(About this task):
In the records below, locate the line containing "Just one remark, we're", then extract it and all following lines exactly, ending with the last line.

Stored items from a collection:

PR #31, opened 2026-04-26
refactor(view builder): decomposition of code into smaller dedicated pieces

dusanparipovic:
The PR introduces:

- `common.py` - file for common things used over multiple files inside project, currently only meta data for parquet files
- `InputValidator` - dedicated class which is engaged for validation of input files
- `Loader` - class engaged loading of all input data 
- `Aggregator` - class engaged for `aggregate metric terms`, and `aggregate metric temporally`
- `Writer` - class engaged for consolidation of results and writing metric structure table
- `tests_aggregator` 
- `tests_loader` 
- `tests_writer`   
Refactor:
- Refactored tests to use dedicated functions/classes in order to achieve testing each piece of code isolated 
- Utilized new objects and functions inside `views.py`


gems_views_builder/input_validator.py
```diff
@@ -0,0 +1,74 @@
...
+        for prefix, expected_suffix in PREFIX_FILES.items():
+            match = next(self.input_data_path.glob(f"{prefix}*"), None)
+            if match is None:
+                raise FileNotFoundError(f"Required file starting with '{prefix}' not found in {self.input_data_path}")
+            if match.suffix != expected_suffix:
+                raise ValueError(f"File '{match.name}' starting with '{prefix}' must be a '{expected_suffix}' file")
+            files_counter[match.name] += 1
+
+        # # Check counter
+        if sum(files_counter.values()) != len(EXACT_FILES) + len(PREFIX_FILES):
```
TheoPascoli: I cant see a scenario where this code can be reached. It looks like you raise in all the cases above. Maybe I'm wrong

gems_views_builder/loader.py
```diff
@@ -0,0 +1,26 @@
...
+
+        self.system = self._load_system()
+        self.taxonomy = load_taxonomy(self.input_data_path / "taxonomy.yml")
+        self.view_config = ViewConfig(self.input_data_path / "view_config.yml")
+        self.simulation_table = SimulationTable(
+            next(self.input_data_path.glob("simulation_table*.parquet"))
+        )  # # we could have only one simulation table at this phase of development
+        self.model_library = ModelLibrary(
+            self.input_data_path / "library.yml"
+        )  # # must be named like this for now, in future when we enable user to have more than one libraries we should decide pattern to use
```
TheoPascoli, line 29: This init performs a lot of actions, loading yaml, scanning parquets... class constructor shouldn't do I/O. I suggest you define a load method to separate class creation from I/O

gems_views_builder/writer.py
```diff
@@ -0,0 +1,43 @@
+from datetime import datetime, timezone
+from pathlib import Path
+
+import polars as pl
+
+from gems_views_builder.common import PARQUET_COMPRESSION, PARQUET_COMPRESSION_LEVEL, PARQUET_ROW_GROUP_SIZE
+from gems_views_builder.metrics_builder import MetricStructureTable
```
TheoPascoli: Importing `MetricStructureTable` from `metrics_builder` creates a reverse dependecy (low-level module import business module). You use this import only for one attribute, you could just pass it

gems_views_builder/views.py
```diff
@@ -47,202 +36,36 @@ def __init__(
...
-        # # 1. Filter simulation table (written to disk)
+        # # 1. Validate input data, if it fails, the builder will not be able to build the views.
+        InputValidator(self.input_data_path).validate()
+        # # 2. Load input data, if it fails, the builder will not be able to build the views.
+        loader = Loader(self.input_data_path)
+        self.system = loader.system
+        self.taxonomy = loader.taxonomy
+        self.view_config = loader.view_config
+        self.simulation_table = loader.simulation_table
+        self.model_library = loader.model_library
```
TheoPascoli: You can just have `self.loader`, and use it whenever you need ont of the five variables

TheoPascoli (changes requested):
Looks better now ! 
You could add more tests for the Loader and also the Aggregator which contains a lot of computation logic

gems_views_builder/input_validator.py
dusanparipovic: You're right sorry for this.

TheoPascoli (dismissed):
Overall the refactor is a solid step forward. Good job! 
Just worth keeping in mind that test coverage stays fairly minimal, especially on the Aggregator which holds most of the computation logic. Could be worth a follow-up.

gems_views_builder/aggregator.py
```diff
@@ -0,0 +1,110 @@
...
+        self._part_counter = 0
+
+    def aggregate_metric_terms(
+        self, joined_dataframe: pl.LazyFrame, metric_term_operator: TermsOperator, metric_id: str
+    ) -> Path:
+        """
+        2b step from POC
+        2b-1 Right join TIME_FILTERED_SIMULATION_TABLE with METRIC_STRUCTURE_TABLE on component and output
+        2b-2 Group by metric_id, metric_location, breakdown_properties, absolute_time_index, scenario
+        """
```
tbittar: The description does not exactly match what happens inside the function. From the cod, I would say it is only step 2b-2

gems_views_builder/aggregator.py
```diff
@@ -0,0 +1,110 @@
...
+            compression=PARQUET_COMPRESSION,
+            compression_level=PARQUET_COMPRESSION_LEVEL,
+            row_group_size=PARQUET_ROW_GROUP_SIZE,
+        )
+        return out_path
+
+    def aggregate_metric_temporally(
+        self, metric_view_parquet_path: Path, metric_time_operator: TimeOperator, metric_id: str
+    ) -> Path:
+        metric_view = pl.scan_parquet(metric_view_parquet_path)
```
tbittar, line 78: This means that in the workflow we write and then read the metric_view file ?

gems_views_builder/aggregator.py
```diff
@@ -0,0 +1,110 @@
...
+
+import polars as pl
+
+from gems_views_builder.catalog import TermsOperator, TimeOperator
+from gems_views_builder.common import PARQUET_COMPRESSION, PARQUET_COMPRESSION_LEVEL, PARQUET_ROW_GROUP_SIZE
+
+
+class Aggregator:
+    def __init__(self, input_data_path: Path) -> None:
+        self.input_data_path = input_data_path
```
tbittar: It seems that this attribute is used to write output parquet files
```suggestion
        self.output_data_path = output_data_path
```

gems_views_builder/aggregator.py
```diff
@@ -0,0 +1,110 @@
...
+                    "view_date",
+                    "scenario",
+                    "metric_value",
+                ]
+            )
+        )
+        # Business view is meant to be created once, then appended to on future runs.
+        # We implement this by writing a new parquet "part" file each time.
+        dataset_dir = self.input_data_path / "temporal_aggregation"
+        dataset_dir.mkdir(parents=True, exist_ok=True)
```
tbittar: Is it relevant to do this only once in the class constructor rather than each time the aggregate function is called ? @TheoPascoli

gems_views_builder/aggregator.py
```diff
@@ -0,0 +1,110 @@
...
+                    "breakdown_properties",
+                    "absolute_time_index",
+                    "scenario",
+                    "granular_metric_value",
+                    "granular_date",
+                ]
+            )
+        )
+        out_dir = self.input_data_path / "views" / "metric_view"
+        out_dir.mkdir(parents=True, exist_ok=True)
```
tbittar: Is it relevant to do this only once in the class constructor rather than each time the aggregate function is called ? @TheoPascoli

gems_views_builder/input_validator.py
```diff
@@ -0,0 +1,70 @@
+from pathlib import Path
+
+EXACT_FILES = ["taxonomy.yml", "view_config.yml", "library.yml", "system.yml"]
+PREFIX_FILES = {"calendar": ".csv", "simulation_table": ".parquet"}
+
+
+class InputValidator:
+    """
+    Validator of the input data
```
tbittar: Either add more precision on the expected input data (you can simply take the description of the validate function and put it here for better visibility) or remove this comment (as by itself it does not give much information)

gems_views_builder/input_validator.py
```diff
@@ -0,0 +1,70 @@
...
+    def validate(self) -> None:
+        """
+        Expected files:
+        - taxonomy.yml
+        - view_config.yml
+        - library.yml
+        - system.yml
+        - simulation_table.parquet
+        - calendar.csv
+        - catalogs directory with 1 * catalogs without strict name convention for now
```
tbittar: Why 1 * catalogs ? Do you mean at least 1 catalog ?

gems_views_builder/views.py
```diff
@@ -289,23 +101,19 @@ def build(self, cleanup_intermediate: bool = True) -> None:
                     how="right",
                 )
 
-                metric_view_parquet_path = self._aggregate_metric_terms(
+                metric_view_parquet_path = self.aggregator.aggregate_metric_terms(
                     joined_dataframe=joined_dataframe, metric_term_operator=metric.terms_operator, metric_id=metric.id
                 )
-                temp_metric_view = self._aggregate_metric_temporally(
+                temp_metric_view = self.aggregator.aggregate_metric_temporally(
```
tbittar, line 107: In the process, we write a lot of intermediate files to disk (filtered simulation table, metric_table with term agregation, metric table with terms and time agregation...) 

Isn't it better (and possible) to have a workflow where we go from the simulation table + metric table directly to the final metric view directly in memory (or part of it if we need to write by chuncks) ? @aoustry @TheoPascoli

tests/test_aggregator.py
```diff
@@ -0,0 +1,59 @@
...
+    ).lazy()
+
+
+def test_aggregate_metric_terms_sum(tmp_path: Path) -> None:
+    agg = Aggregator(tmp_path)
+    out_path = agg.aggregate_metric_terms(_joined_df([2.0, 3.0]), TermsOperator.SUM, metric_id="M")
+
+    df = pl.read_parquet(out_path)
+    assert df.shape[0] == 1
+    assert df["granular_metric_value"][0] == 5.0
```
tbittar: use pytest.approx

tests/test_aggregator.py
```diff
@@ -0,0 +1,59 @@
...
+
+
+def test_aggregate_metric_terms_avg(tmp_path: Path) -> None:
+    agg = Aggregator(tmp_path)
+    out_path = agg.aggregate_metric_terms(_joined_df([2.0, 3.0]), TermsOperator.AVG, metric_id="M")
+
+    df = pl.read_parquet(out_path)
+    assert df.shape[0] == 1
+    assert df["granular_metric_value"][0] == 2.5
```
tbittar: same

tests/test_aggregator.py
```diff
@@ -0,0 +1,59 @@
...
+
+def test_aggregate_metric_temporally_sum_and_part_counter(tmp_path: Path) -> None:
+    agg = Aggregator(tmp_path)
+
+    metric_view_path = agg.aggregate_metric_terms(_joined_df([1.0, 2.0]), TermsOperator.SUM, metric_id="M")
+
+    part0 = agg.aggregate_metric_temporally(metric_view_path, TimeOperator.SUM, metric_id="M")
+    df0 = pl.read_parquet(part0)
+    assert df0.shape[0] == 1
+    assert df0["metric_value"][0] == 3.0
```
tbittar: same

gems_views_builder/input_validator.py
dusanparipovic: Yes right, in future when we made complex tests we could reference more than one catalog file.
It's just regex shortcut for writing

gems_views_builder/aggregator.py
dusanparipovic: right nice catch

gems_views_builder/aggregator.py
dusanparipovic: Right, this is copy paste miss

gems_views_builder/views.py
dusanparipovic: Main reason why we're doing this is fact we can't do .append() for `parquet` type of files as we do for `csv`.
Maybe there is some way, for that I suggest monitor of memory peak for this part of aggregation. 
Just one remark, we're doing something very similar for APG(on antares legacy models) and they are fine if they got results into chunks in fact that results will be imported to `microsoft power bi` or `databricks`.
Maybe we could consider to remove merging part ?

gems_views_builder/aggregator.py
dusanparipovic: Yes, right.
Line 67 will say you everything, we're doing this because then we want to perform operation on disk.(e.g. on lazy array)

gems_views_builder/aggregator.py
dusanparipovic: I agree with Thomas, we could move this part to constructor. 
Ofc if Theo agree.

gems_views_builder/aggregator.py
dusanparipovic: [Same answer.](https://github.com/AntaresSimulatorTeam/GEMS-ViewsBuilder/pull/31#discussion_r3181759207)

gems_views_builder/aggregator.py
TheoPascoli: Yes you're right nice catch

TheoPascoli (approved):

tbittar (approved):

(Response to the task):
Just one remark, we're doing something very similar for APG(on antares legacy models) and they are fine if they got results into chunks in fact that results will be imported to `microsoft power bi` or `databricks`.
Maybe we could consider to remove merging part ?

gems_views_builder/aggregator.py
dusanparipovic: Yes, right.
Line 67 will say you everything, we're doing this because then we want to perform operation on disk.(e.g. on lazy array)

gems_views_builder/aggregator.py
dusanparipovic: I agree with Thomas, we could move this part to constructor. 
Ofc if Theo agree.

gems_views_builder/aggregator.py
dusanparipovic: [Same answer.](https://github.com/AntaresSimulatorTeam/GEMS-ViewsBuilder/pull/31#discussion_r3181759207)

gems_views_builder/aggregator.py
TheoPascoli: Yes you're right nice catch

TheoPascoli (approved):

tbittar (approved):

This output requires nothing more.